**What you are asked to do:**
The response should contain every entry, reproduced exactly.

[Source records]
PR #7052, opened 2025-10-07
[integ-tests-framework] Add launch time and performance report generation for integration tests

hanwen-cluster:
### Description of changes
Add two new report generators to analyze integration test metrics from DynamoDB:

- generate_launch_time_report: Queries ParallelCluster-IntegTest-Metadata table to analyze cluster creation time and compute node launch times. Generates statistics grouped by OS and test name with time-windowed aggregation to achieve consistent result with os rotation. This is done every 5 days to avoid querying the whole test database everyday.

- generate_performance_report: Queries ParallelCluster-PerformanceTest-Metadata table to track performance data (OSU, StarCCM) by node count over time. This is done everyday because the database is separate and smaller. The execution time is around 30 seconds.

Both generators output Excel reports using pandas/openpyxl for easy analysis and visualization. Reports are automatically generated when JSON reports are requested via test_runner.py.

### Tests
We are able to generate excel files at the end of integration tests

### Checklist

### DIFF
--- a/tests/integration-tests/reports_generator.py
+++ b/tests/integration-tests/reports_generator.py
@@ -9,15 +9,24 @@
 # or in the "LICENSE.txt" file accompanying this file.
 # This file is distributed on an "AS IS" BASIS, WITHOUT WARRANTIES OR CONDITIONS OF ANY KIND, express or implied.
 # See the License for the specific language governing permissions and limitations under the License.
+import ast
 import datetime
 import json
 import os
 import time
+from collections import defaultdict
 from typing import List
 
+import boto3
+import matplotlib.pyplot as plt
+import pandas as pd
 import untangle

**Solution for this task:**
PR #7052, opened 2025-10-07
[integ-tests-framework] Add launch time and performance report generation for integration tests

hanwen-cluster:
### Description of changes
Add two new report generators to analyze integration test metrics from DynamoDB:

- generate_launch_time_report: Queries ParallelCluster-IntegTest-Metadata table to analyze cluster creation time and compute node launch times. Generates statistics grouped by OS and test name with time-windowed aggregation to achieve consistent result with os rotation. This is done every 5 days to avoid querying the whole test database everyday.

- generate_performance_report: Queries ParallelCluster-PerformanceTest-Metadata table to track performance data (OSU, StarCCM) by node count over time. This is done everyday because the database is separate and smaller. The execution time is around 30 seconds.

Both generators output Excel reports using pandas/openpyxl for easy analysis and visualization. Reports are automatically generated when JSON reports are requested via test_runner.py.

### Tests
We are able to generate excel files at the end of integration tests

### Checklist

### DIFF
--- a/tests/integration-tests/reports_generator.py
+++ b/tests/integration-tests/reports_generator.py
@@ -9,15 +9,24 @@
 # or in the "LICENSE.txt" file accompanying this file.
 # This file is distributed on an "AS IS" BASIS, WITHOUT WARRANTIES OR CONDITIONS OF ANY KIND, express or implied.
 # See the License for the specific language governing permissions and limitations under the License.
+import ast
 import datetime
 import json
 import os
 import time
+from collections import defaultdict
 from typing import List
 
+import boto3
+import matplotlib.pyplot as plt
+import pandas as pd
 import untangle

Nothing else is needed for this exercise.